Assignment ▸
Take the line that contains "This also adds" and all lines after it, up to and including the last line of the data, and write them out exactly; nothing else belongs in the answer.

── Provided records ──

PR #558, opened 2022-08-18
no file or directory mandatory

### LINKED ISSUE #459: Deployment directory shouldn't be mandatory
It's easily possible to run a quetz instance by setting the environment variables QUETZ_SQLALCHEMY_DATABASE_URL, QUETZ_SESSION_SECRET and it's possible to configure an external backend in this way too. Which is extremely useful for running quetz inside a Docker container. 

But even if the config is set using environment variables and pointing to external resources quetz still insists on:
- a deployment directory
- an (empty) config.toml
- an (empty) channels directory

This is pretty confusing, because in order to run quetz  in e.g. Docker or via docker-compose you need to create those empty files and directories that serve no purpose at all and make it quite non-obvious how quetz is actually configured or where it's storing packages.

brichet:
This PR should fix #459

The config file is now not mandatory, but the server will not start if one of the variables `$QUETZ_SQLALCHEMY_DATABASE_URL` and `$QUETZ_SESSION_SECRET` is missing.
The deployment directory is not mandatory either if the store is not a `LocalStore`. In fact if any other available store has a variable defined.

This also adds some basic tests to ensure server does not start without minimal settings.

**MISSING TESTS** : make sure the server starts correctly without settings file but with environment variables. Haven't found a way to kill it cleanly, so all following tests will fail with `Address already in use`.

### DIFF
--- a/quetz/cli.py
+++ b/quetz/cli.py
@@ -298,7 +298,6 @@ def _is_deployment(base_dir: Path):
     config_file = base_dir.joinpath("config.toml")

───

Answer box ▸
This also adds some basic tests to ensure server does not start without minimal settings.

**MISSING TESTS** : make sure the server starts correctly without settings file but with environment variables. Haven't found a way to kill it cleanly, so all following tests will fail with `Address already in use`.

### DIFF
--- a/quetz/cli.py
+++ b/quetz/cli.py
@@ -298,7 +298,6 @@ def _is_deployment(base_dir: Path):
     config_file = base_dir.joinpath("config.toml")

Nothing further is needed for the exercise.